§ Your goal
Look through the records below for the line holding "Looks good. I". Write it out exactly, with each following line through the line holding "hdiniz: If you".

§ Exercise data
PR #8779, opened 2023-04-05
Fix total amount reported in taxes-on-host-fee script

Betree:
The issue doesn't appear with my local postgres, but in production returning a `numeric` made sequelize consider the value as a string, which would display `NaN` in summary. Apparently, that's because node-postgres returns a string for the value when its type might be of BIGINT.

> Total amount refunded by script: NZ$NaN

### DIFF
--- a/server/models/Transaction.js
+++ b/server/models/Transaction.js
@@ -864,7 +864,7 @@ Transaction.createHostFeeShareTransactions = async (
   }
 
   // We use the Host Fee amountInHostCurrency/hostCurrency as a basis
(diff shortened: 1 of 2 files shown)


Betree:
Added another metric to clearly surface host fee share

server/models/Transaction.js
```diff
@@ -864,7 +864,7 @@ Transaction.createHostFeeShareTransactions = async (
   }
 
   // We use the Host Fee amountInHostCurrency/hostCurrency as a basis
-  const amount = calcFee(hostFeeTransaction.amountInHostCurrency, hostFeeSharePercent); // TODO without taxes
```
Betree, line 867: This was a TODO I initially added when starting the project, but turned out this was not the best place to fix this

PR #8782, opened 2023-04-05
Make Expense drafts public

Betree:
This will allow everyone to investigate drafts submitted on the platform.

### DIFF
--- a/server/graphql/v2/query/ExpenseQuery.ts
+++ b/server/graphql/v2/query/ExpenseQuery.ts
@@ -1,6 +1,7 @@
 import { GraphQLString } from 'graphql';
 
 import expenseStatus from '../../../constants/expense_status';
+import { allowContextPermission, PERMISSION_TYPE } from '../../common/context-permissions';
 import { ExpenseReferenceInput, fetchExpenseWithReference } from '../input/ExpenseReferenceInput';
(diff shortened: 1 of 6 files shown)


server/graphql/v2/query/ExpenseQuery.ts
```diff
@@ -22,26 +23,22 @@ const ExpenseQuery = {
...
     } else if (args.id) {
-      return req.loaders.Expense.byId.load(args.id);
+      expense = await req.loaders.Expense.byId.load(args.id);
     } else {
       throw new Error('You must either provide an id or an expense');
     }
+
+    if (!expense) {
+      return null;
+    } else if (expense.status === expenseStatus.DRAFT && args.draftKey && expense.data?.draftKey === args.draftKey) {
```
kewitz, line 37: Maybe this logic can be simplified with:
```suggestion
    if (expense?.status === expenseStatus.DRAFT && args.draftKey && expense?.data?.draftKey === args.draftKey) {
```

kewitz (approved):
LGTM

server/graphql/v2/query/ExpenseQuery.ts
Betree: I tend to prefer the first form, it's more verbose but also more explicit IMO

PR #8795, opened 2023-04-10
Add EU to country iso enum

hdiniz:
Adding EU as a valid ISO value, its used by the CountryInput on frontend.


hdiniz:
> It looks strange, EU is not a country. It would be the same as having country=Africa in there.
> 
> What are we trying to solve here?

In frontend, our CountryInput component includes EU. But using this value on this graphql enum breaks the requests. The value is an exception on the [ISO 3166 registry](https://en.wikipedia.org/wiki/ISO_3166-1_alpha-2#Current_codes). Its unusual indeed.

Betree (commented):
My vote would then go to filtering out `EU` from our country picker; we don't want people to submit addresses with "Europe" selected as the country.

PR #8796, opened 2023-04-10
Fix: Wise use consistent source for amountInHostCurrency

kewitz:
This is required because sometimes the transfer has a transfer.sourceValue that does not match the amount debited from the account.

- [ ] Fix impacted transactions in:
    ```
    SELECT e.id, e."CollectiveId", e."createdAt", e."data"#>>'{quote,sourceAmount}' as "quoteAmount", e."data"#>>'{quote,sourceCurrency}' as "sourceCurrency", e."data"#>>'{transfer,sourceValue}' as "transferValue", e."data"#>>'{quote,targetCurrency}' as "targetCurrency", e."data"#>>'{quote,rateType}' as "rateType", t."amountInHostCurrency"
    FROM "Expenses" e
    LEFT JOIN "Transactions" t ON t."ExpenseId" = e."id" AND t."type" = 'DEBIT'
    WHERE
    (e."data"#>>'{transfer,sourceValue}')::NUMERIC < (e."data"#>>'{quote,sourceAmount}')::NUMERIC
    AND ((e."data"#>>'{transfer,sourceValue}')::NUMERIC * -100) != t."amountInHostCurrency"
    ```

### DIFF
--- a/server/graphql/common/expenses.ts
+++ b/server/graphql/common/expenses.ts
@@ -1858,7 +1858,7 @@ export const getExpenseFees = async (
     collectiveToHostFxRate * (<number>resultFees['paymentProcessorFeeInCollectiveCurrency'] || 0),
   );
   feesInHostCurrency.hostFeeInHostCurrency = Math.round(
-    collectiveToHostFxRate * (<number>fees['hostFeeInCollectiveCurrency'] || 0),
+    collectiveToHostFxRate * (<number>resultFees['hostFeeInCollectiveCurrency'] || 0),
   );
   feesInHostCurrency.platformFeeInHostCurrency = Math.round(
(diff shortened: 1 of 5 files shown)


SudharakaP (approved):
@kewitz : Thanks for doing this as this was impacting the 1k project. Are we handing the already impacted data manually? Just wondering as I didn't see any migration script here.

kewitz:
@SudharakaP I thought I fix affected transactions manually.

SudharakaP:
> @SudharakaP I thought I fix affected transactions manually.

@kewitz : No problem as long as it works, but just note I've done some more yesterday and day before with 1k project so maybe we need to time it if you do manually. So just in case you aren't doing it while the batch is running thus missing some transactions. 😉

* * *

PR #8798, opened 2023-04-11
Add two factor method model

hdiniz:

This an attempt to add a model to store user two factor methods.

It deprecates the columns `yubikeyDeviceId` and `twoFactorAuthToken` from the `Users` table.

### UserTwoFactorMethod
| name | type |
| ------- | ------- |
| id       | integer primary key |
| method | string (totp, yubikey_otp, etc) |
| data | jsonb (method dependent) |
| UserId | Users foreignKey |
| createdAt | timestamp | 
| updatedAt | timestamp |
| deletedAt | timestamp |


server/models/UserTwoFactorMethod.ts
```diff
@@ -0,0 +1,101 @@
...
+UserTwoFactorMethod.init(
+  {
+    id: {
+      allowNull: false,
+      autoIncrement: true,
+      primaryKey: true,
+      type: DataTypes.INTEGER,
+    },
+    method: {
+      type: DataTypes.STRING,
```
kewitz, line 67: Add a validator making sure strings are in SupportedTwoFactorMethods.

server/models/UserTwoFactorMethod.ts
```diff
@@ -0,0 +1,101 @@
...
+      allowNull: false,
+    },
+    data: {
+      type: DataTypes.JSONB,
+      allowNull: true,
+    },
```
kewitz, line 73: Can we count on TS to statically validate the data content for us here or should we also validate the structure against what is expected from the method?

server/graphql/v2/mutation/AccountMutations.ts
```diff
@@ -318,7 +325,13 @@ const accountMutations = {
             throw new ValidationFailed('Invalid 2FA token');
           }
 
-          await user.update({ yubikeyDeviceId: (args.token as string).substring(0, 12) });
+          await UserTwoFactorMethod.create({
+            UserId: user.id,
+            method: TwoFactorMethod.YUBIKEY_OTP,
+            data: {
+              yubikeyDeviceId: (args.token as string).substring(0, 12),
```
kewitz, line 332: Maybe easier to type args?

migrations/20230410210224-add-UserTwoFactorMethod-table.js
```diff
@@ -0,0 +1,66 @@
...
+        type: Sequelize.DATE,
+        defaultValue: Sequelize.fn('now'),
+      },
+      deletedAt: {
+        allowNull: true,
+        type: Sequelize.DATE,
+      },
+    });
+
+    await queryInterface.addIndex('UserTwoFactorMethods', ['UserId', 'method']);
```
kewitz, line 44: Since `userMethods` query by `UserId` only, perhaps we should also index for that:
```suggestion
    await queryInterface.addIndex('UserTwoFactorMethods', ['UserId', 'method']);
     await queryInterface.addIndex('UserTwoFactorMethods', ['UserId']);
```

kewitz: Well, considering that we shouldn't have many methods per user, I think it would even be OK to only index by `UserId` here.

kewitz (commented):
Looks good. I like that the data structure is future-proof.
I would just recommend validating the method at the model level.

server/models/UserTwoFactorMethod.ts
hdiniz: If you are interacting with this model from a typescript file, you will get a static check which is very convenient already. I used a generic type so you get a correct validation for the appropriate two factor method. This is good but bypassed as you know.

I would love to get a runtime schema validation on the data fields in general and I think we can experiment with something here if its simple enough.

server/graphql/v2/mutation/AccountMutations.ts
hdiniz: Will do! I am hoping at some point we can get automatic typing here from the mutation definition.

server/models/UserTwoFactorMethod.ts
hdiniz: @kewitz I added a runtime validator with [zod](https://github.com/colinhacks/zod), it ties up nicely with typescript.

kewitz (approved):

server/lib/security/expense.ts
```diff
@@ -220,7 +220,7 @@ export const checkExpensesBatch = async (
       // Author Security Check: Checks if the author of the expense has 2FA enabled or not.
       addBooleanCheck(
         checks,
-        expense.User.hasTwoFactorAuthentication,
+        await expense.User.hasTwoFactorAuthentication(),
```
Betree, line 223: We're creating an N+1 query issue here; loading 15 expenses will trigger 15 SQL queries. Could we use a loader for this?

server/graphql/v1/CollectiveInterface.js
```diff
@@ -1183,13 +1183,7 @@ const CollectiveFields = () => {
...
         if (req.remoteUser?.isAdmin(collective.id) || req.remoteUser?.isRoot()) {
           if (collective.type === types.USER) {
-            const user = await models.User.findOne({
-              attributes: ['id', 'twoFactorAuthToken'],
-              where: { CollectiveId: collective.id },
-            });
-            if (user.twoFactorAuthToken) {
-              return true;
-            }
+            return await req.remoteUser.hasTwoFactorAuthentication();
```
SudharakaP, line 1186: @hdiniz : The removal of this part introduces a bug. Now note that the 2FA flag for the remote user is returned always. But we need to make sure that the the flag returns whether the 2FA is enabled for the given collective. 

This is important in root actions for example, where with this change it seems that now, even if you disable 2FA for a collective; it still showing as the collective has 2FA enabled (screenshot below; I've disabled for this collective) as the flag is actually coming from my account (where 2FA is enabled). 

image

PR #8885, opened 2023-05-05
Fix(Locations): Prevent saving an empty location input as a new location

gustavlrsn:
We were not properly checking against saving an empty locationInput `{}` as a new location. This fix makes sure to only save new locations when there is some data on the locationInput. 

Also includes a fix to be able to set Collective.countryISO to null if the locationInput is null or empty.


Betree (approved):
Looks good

§ Solution below
Looks good. I like that the data structure is future-proof.
I would just recommend validating the method at the model level.

server/models/UserTwoFactorMethod.ts
hdiniz: If you are interacting with this model from a typescript file, you will get a static check which is very convenient already. I used a generic type so you get a correct validation for the appropriate two factor method. This is good but bypassed as you know.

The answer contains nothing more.